Performing the song with Edd, she portrays a primly dressed, formally coiffed foil to Kookie’s cool character. She wants him to stop combing his hair and kiss her and in the end he gives in, telling her, ‘Baby, you’re the ginchiest.’
Off Beat
Connie wasn’t ‘ginchy’, though, and Kookie’s brand of jive talk didn’t gel even with the most aspirational of wannabe Beats. Connie makes a brave attempt to dig his scene and responds to his references to ‘smog in his noggin’ and ‘grabbing wheels’ and ‘talking about cuckoo deals’ with: ‘You’re the maximum utmost.’ No, it didn’t translate well.
However, the world represented by Connie and Kookie had an edgy, if sanitised, charm. There wasn’t much edge in another song recorded in 1959 by another Connie, Connie Francis, who, like her namesake, was also born in 1938.
Collar dollar
‘Lipstick On Your Collar’ is a bouncy, uptempo account of how the singer dumps her boyfriend because he snogs another girl.
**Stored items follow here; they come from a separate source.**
PR #3678, opened 2021-11-25
Merton reviewed

chrismytton:
This branch is a combination of all the changes that we've done for the Merton cobrand.

Would be good to get a final review of this ahead of go-live.

Relates to https://github.com/mysociety/societyworks/milestone/63

[skip changelog]


chrismytton:
@dracos Ludo and I have just been through the various Merton branches and combined them into this single branch. Would you mind giving it a final sanity check to ensure everything looks sensible. Thanks!

templates/web/merton/footer_extra.html
```diff
@@ -0,0 +1,11 @@
+<div class="societyworks-footer">
+    <div class="container site-footer">
+        <span>
+            Powered by
+            <a class="societyworks-footer__logo societyworks-footer__logo--fms-pro" href="https://www.societyworks.org/services/highways/">FixMyStreet Pro</a>
+        </span>
+        <span>
+            <a href="[%~ cobrand.privacy_policy_url ~%]">Privacy and Cookies</a> | <a href="[%~ cobrand.privacy_policy_url ~%]">Accessibility</a>
```
dracos, line 8: The accessibility link isn't correct, it goes to the privacy policy again. It looked to be okay and then 07e8cbc1f5ca9863e2f234d18293461c22dad185 changed it for some reason?

templates/web/merton/tracking_code.html
```diff
@@ -0,0 +1,7 @@
+<!-- Google Tag Manager -->
```
dracos, line 1: We cannot add this without some form of cookie control/manager to accept/reject these.

templates/web/base/auth/change_password.html
```diff
@@ -38,18 +38,18 @@ <h1>[% title %]</h1>
 [% IF c.user.password %]
     <div class="form-field">
         <label for="current_password">[% loc('Current password:') %]</label>
-        <input class="form-control" type="password" name="current_password" value="[% current_password | html %]">
+        <input id="current_password" class="form-control" type="password" name="current_password" value="[% current_password | html %]">
```
dracos, line 41: The ID fixes in this file should be their own non-Merton commit.

templates/web/merton/footer_extra_js.html
```diff
@@ -0,0 +1,4 @@
+[% PROCESS 'footer_extra_js_base.html' cobrand_js=1 validation=1 tfl=1 roadworks=1 %]
+[% scripts.push(
```
dracos, line 2: The footer_extra_js_base.html includes /cobrands/merton/assets.js because of the cobrand_js=1 parameter, so this addition of the same JS file is unnecessary.

dracos (changes requested):
Looks good, a few small changes is all.

The "Close local reports older than..." commit needs rewording, because it doesn't close them, it is only hiding them on the cobrand. And don't use `@places` in a commit message without the backticks, because GitHub links it to the user with that handle.

In terms of tidying up, I'd say you could squash "Branding and accessibility fixes to comply with style guide", "Email styling", "Fix Local Alerts...", "Prefer Helvetica", and "Additional CSS changes for accessibility" into the first "New cobrand" commit once it's ready, I don't see a need to keep them as separate commits.

web/cobrands/merton/assets.js
```diff
@@ -0,0 +1,44 @@
+(function(){
+
+if (!fixmystreet.maps) {
+    return;
+}
+
+var defaults = {
+    max_resolution: 4.777314267158508,
+    srsName: "EPSG:27700",
+    body: "Merton Borough Council",
```
dracos, line 10: Presumably should be Merton Council

templates/web/merton/tracking_code.html
chrismytton: Apparently this will be handled by the tag manager code, or so we've been told? https://github.com/mysociety/societyworks/issues/2628#issuecomment-934571539

dracos: Oh, fair enough! As long as that works :)

dracos (approved):

ludovic-tc:
also fixes https://github.com/mysociety/societyworks/issues/2616

dracos:
No it doesn't, that is a manual task after go-live to manually close reports older than a year.

PR #3679, opened 2021-11-26
[UK] Fix removal of roadworks message.

dracos:
If the roadworks message had already been shown, but you e.g. change category to something for which the filter returns false, the message would not be removed. Spotted in https://mysocietysupport.freshdesk.com/a/tickets/1558 but nothing to actually do for that ticket.


chrismytton (approved):
🚧

PR #3681, opened 2021-11-29
Replace FMS problem ID with Merton SRQ case reference 

ludovic-tc:
Replaces mention of the numeric FMS problem ID with Merton's 'SRQ' code from their MS Dynamics CRM as the case reference number. 

to fix mysociety/societyworks/issues/2621

Please check the following:

[skip changelog]

### DIFF
--- a/perllib/FixMyStreet/DB/Result/Problem.pm
+++ b/perllib/FixMyStreet/DB/Result/Problem.pm
@@ -807,7 +807,7 @@ sub defect_types {
 #     Note:   this only makes sense when called on a problem that has been sent!
 sub can_display_external_id {
     my $self = shift;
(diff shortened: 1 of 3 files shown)


chrismytton (commented):
@ludovic-tc I've simplified the tests a bit so we're just testing the external_id is displayed, rather than invoking the whole open311 machinery. I've also added a couple of other smoke tests, which I noticed had been added for Shropshire.

@dracos I wrote some of this code, so would you mind reviewing it please?

chrismytton:
Just force-pushed a quick change to make the category in the "External ID is shown on report page" something relevant to Merton, rather than the Shropshire one I copied. Ready for review now!

dracos (approved):
Looks fine.

PR #4805, opened 2024-01-23
[TfL] Remove FMS log in options for TfL

MorayMySoc:
TfL has requested staff can only log in via single sign on.

Create a call hook and add the call to TfL to
disallow logging in on an email address not supplied for single sign on.

https://github.com/mysociety/societyworks/issues/4100

[skip changelog]

### DIFF
--- a/perllib/FixMyStreet/App/Controller/Auth.pm
+++ b/perllib/FixMyStreet/App/Controller/Auth.pm
@@ -109,7 +109,7 @@ sub sign_in : Private {
     $c->logout();
 
     my $parsed = FixMyStreet::SMS->parse_username($username);
-
+    $c->cobrand->call_hook('disable_login_for_email', $parsed->{username}) unless $c->stash->{oauth_need_email};
     $c->forward('throttle_username', [$parsed]);
 
     if ($parsed->{username} && $password && $c->forward('authenticate', [ $parsed->{type}, $parsed->{username}, $password ])) {
@@ -192,6 +192,8 @@ sub email_sign_in : Private {
         $c->stash->{username_error} = $raw_email ? $email_checker->details : 'missing_email';
         return;
     }
+
+    $c->cobrand->call_hook('disable_login_for_email', $good_email) unless $c->get_param('oauth_need_email');
 
     my $password = $c->get_param('password_register');
     if ($password) {
--- a/t/app/controller/auth_social.t
+++ b/t/app/controller/auth_social.t
@@ -15,6 +15,9 @@ my $mech = FixMyStreet::TestMech->new;
 FixMyStreet::App->log->disable('info');
 END { FixMyStreet::App->log->enable('info'); }
 
+#my $tfl_mock = Test::MockModule->new('FixMyStreet::Cobrand::TfL');
+#$tfl_mock->mock('must_have_2fa', sub { 0 });
+
 my $body = $mech->create_body_ok(2504, 'Westminster City Council');
 my $body2 = $mech->create_body_ok(2508, 'Hackney Council');
 my $body3 = $mech->create_body_ok(2488, 'Brent Council', {}, { cobrand => 'brent' });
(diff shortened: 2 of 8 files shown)


perllib/FixMyStreet/App/Controller/Auth.pm
```diff
@@ -109,7 +109,7 @@ sub sign_in : Private {
     $c->logout();
 
     my $parsed = FixMyStreet::SMS->parse_username($username);
-
+    $c->cobrand->call_hook('disable_login_for_email', $username) unless $c->stash->{oauth_need_email};
```
dracos, line 112: Should use $parsed->{username} here.

perllib/FixMyStreet/App/Controller/Auth.pm
```diff
@@ -239,6 +239,7 @@ sub email_sign_in : Private {
 
     $c->stash->{token} = $token_obj->token;
     my $template = $c->stash->{email_template} || 'login.txt';
+    $c->cobrand->call_hook('disable_login_for_email', $good_email) unless $c->get_param('oauth_need_email');
```
dracos, line 242: I think this should be higher, why generate the token etc if going to bail out with this line? Perhaps as soon as good_email is fetched? Unless there's a reason it's here.

dracos (changes requested):

dracos (approved):
Thanks!

t/cobrand/tfl.t
```diff
@@ -264,6 +267,7 @@ subtest "creating a user on TfL creates tfl_password extra_metadata" => sub {
         my $tfl_user = FixMyStreet::DB->resultset("User")->find({ email => $email});
         ok $tfl_user->get_extra_metadata('tfl_password'), "TfL encrypted password created";
         $mech->log_out_ok();
+        undef $tfl_mock;
```
dracos, line 270: Doesn't hurt, but just to note I think the mock should delete itself when it goes out of scope.

t/cobrand/tfl.t
```diff
@@ -310,6 +314,8 @@ subtest "test report creation anonymously by button" => sub {
 };
 
 subtest "test users with tfl email not asked to update their FMS password" => sub {
+    my $tfl_mock = Test::MockModule->new('FixMyStreet::Cobrand::TfL');
```
dracos, line 317: Do we need this subtest at all any more? If they can't log in this method, this can never happen, so no need to mock it to test it.
(Presumably it should test someone logging in via OIDC doesn't get asked to update their password instead, if that doesn't already get done?)

t/cobrand/tfl.t
```diff
@@ -425,7 +472,28 @@ subtest "test report creation and reference number" => sub {
     is $report->name, 'Joe Bloggs';
 };
 
+subtest "test user with tfl email address can't login by updating a report" => sub {
+    $mech->log_out_ok;
+    my $report = FixMyStreet::DB->resultset("Problem")->find({ title => 'Test Report 1'});
+    $mech->get_ok('/report/' . $report->id);
+    $mech->submit_form_ok({
```
dracos, line 479: Not sure why this is two submissions? It's only one form.

t/cobrand/tfl.t
```diff
@@ -425,7 +472,28 @@ subtest "test report creation and reference number" => sub {
...
+        with_fields => {
+            update => 'This is an update',
+        },
+    });
+    $mech->submit_form(
+        form_name => 'updateForm',
+        fields => {
+            username_register => $tfl_staff->email,
+            password_sign_in => $tfl_staff->password,
```
dracos, line 488: Password is blank here

dracos (changes requested):
Few bits :)

t/app/controller/auth_social.t
```diff
@@ -15,6 +15,9 @@ my $mech = FixMyStreet::TestMech->new;
 FixMyStreet::App->log->disable('info');
 END { FixMyStreet::App->log->enable('info'); }
 
+my $tfl_mock = Test::MockModule->new('FixMyStreet::Cobrand::TfL');
```
dracos: I don't understand what this mock is for - the tests pass with it not present?

dracos (commented):
Looks good, one query about why a mock was added is all

PR #4806, opened 2024-01-23
[TfL] Users with TfL email not to be prompted to change password

MorayMySoc:
TfL Staff will be logging in by OIDC only so shouldn't be forced to update their FMS password

https://github.com/mysociety/societyworks/issues/4105

[skip changelog]

### DIFF
--- a/t/cobrand/tfl.t
+++ b/t/cobrand/tfl.t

The ambience is far removed from the street life of the Strip.
The couple are at a record hop and he leaves her to go and get a soda pop. Such innocence. When he comes back half an hour later, his shirt collar bears traces of lipstick which are not NOT HER COLOUR. Proof enough. Bye bye, bet your bottom dollar, you and I are through, she tells him. So a mild teenage romance bites the dust.
And yet Connie Francis’ song resonates. It’s a short, angry cry of hurt and anger. It’s like the beginning of a pulp fiction novel. There’s the direct accusation, which he tries to wriggle out of it. This lipstick mark? Why, it’s yours, darling!
Scarlet traces
Huh, how stupid does he think she is? This girl knows her lipstick shades. She wears baby pink, the colour of youth and innocence. His collar is smeared with red, the same red that adorns the mouth of her so-called best friend, Mary Jane. Mary-Jane’s messy red lipstick is the mark of the scarlet woman, the one who has betrayed her.
This is the stuff of film and crime noir. At another time, in another context, a gun and a corpse would be involved.
So in the end, a high-school song trumps a slice of street life. Ginchy.